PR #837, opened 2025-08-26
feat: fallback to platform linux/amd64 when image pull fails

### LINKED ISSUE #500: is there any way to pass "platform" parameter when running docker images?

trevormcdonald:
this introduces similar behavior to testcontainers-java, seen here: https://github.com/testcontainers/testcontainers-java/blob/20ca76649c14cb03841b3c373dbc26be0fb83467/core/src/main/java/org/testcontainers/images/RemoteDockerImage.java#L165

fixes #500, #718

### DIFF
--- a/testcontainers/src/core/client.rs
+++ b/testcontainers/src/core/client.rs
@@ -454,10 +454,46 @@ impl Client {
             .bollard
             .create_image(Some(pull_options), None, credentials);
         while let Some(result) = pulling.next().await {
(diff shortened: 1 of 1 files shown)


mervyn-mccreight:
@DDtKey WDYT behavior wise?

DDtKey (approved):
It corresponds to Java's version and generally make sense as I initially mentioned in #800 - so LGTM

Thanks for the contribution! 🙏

=-=-=

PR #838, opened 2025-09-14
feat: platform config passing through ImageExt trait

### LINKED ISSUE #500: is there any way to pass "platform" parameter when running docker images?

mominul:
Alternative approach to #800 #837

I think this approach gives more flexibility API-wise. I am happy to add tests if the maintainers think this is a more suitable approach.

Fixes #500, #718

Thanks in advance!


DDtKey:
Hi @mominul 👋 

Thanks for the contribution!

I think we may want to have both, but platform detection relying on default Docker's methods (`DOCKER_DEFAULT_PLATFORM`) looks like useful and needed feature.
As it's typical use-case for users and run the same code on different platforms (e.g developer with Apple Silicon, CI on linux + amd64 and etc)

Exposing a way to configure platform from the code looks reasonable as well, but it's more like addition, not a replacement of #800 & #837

=-=-=

■ **What needs to be done**:
The entries above hold the needed span. Transcribe exactly the lines from the one with "-454,10 +454,46 @@" to the one with "Thanks for the contribution! 🙏", both included.

■ **Answer space**:
@@ -454,10 +454,46 @@ impl Client {
             .bollard
             .create_image(Some(pull_options), None, credentials);
         while let Some(result) = pulling.next().await {
(diff shortened: 1 of 1 files shown)


mervyn-mccreight:
@DDtKey WDYT behavior wise?

DDtKey (approved):
It corresponds to Java's version and generally make sense as I initially mentioned in #800 - so LGTM

Thanks for the contribution! 🙏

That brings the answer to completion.